Avergonzado por haberle dirigido palabras tan duras, Elí la consoló:
—Ve en paz, y que Dios te conceda lo que le pediste.
Ana le dio las gracias al anciano sacerdote y volvió al lugar donde comían Elcana, Penina y los niños. Con expresión alegre, se sentó a comer; su rostro ya no se veía atribulado.
A la mañana siguiente regresaron a su casa de Ramá.
Poco tiempo después Ana concibió y dio a luz un varón a quien llamó Samuel, que quiere decir «pedido al Señor». ¡Su alegría era inmensa!
Al año siguiente, cuando Elcana y su familia volvieron a subir para ofrecer el sacrificio anual al Señor, Ana no fue.
—Después de que el niño sea destetado —dijo—, lo llevaré y se lo daré al Señor, y vivirá allí para siempre.
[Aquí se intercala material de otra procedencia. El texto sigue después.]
PR #3503, opened 2022-08-29
Ratio BLE detection fix

dirkhh:
For Ratio dive computers we can't tell by the Bluetooth name which model it is.
There are BT only models and BLE only models. The failure case here was a user
on iOS (BLE only) with a BLE only dive computer which we didn't recognize
because previously we returned a BT only device (which isn't supported on an
iPhone), and the lookup won't return a valid descriptor if the transport needed
isn't available.

These days BLE is far more common, so return a BLE enabled name by default, but
try a BT only name just in case.

- [x] Bug fix
- [x] Functional change

### Release note:

added

### Documentation change:

not needed

### Mentions:

@bstoeger just so someone else reads the code and I'm not doing something obviously stupid here...


bstoeger (commented):
Doesn't look wrong. 🤷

—Haz lo que te parezca mejor —le respondió Elcana—, pero ten presente que debes llevar a cabo tus buenas intenciones.
Así pues, Ana permaneció en su hogar cuidando a su hijo. Cuando el pequeño tuvo cuatro años de edad, lo llevó a Silo. Allí se lo presentó a Elí.
—Oré por este niño, y el Señor me lo dio —le dijo—. Ahora me toca a mí dárselo al Señor. Durante toda su vida estará entregado al Señor.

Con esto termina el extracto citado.